I felt for a moment like a child coming out of the swimming pool, teeth chattering, being wrapped tight into the plush towel that mama used to pull and tuck around shoulders. Letting the warmth pour in. All the things I had wanted so fiercely for the holder of these Little Girl Sunglasses, it was all the things I had forgotten to want for myself as the Depression took me in by the shoulders and shook me, shook me, shook me.
I had forgotten me. A girl who deserved fierce love. A girl who deserved quiet moments. Days of rest. Clarity. The truth that it is fine to not have it altogether. The finest laces of life. Good stories. Happy endings. A girl who deserved to stand in the world, unafraid to use her megaphone. Unafraid to make noise. Unafraid to be the foolish one with the will to change the lives around her and know that she would play a part in history. A part in the history of love.
Until that morning, it had been Get Stronger. And Stop Crying. And Be Better. And Eat Less. And Try Harder. And Do, Do, Do.
It hadn’t been Depression, or This is Beyond My Control, but rather a boulder on my back that I couldn’t stop apologizing for. I am sorry I don’t feel like talking today. Don’t feel like walking. Don’t feel like moving. Don’t feel like waking up. Impossible feelings that can only be met with Love, a Love that waters the weak and rusty limbs of the Tired and Trying in Tin Man fashion. Only met with a hushed whisper like the ones that come after nightmares, “Shh… it is OK. It is OK, my sweet one.”
I didn’t get better on that day. I cannot type out the miracle that didn’t happen. Getting out of Depression was a slow and steady process. It took many days of Change, snapping and shifting in my bones, to make me whole again. But I stopped apologizing. I started acknowledging that I deserved just as much as anyone else. Happiness. Joy. Moments tucked into sepia-stained photographs. Laughter that comes from the belly. I deserved that kind of Love and it was fierce and it was pulsing and I was craving and unwilling to let the prospect of it go.

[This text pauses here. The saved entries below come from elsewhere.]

PR #3683, opened 2021-09-30
Fix warnings concerning ballistic weapons

Baezon:
A ship which has primary bank capacities defined, but has no ballistic weapons should *not* be warned for. There absolutely no harm in providing those capacities anyway, and there many ways that weapons be arbitrarily swapped in, regardless of what its defaults or 'allowed' banks are, and so it is *only safer* to allow the specifications of capacities anyway.

Additionally, `ballistic_possible_for_this_ship` should also check the default weapons in addition to the allowed weapons. Allowed weapons are optional, but you should *definitely* be warned if a ship has default ballistic weapons but no capacities.

### DIFF
--- a/code/ship/ship.cpp
+++ b/code/ship/ship.cpp
@@ -5611,7 +5611,7 @@ DCF_BOOL( show_velocity_dot, ship_show_velocity_dot )
 static bool ballistic_possible_for_this_ship(const ship_info *sip)
 {
 	// has no weapons!
-	if (sip->allowed_bank_restricted_weapons.empty() && sip->num_primary_banks < 1)
+	if (sip->num_primary_banks < 1)
 		return false;
 
 	for (int i = 0; i < MAX_SHIP_PRIMARY_BANKS; i++)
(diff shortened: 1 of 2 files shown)


code/ship/ship.cpp
```diff
@@ -5610,15 +5610,23 @@ DCF_BOOL( show_velocity_dot, ship_show_velocity_dot )
 
 static bool ballistic_possible_for_this_ship(const ship_info *sip)
 {
-	if (sip->allowed_bank_restricted_weapons.empty())
+	// has no weapons!
+	if (sip->allowed_bank_restricted_weapons.empty() && sip->num_primary_banks < 1)
```
Goober5000, line 5614: Since `sip->allowed_bank_restricted_weapons.empty()` is now being tested below, I would venture to say you can take this out.  This will also be more robust if for whatever reason there were allowed weapons on a ship with no primaries.

Goober5000 (changes requested):

Goober5000 (approved):
Looks good.

I'd recommend squashing this PR since it has a change, revert, change, and tweak.

PR #3684, opened 2021-10-01
add OnShipDeathStarted scripting hook

Goober5000:
This occurs at the beginning of the ship death routine, similarly to OnDepartureStarted occurring at the beginning of the ship departure routine.

### DIFF
--- a/code/mission/missionparse.cpp
+++ b/code/mission/missionparse.cpp
@@ -410,8 +410,9 @@ MONITOR(NumShipDepartures)
 
 const std::shared_ptr<scripting::Hook> OnDepartureStartedHook = scripting::Hook::Factory(
 	"On Departure Started", "Called when a ship starts the departure process.",
-	{ 		
-		{"Ship", "ship", "The ship that has began the departure process."},
+	{
+		{"Self", "ship", "An alias for Ship."},
+		{"Ship", "ship", "The ship that has begun the departure process."},
 	});
 
 // Goober5000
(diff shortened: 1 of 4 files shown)


BMagnu:
What does this hook gain over the existing OnDeath hook, just by being run a bit earlier in the function?

Goober5000:
It allows just-in-time configuration of certain ship options: persona lament/praise messages, the death message displayed to the player, the vaporize flag, the mission log, etc.  The existing hook at the end of the function happens too late to affect any of that.

BMagnu:
I see, that makes sense.

code/mission/missionparse.cpp
```diff
@@ -7316,10 +7316,10 @@ int mission_do_departure(object *objp, bool goal_is_to_warp)
 
 	mprintf(("Entered mission_do_departure() for %s\n", shipp->ship_name));
 
-	// add scripting hook for 'On Depature Started' --wookieejedi
-	// hook is placed at the begining of this function to allow the scripter to
+	// add scripting hook for 'On Departure Started' --wookieejedi
+	// hook is placed at the beginning of this function to allow the scripter to
 	// actually have access to the ship's departure decisions before they are all executed
-	OnDepartureStartedHook->run(scripting::hook_param_list(scripting::hook_param("Ship", 'o', objp)));
+	OnDepartureStartedHook->run(scripting::hook_param_list(scripting::hook_param("Self", 'o', objp), scripting::hook_param("Ship", 'o', objp)));
```
BMagnu, line 7322: If you add a new parameter here (even though this new "Self" parameter seems identical to the ship parameter), it should be documented in the hook itself.

BMagnu (changes requested):

code/mission/missionparse.cpp
Goober5000: Good point

BMagnu (approved):

PR #3687, opened 2021-10-02
Add getColor to lua gr library, which returns the active color

Kiloku:
This function returns the current active color (as set in `gr.setColor`). 
An example use-case for this is when debugging a script that uses 2D drawing, you can save the active color in a variable, change it to draw some visual aid at a different color, then reset the color to the one you saved.

### DIFF
--- a/code/scripting/api/libs/graphics.cpp
+++ b/code/scripting/api/libs/graphics.cpp
@@ -493,6 +493,16 @@ ADE_FUNC(setColor, l_Graphics, "number Red, number Green, number Blue, [number A
 	return ADE_RETURN_NIL;
 }
 
+ADE_FUNC(getColor, l_Graphics, nullptr, "Gets the active 2D drawing color", "number, number, number, number" , "rgba color which is currently in use for 2D drawing")
+{
+	
+	if(!Gr_inited)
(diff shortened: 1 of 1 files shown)


code/scripting/api/libs/graphics.cpp
```diff
@@ -493,6 +493,16 @@ ADE_FUNC(setColor, l_Graphics, "number Red, number Green, number Blue, [number A
 	return ADE_RETURN_NIL;
 }
 
+ADE_FUNC(getColor, l_Graphics, nullptr, "Gets the active 2D drawing color", "number, number, number, number" , "rgba color which is currently in use for 2D drawing")
+{
+
```
Goober5000, line 498: I'd get rid of this newline at the top of the function but otherwise this looks good.

(I'm assuming you tested the functionality here; I haven't tried returning values from functions in this way.)

Goober5000 (approved):

code/scripting/api/libs/graphics.cpp
Kiloku: Yep, I tested the functionality by reproducing the use case I described in the PR. 

Just pushed a commit removing the newline.

PR #3691, opened 2021-10-03
Add velocity inheritance for particle effects

Baezon:
Uses the previously unused `GetVelocity()` function to return, not only the particle or object's velocity, but also a plain vector set by the initial caller of the particle source set up, such as the velocity of a weapon when it detonates. Particle Effects can then inherit a specified amount of this velocity when spawned (default 0).

The velocity of the source is on the `SourceOrigin` which a little awkward perhaps, but I'd be open to a better place for it.


wookieejedi (approved):
Ah this an extremely useful PR and will substantially help with improving the look of particle-based effects. `SourceOrigin` make sense and everything else looks good, but I'll also tag @asarium.

code/particle/effects/GenericShapeEffect.h
```diff
@@ -179,6 +185,10 @@ class GenericShapeEffect : public ParticleEffect {
 			saw_deprecated_effect_location = true;
 		}
 
+		if (optional_string("+Velocity Inherit:")) {
```
asarium, line 188: To me, this name seems a bit weird. It seems to indicate that it is a simple boolean value but instead is a factor on the inherited velocity.
Maybe something like `+Velocity Factor:` would be more appropriate? Also, you could make use of a random range here to allow for some variability if desired by the modder.

Baezon: `Parent velocity factor:` maybe?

Fierce Love. It is not a passive arrival. It is not a fearful contender cowering in the corner. Fierce love is a tidal wave of awkward and imperfect but incomparable passion for goodness. For ourselves. For others. For the world. But it starts in our own souls, bubbling up like a river. Eventually pouring outward onto others.
It’s sun on the face after a cold winter.
Unconditional. Unwavering. Constant.
It is saying, “I deserve this,” and finding the strength to hold out your hands.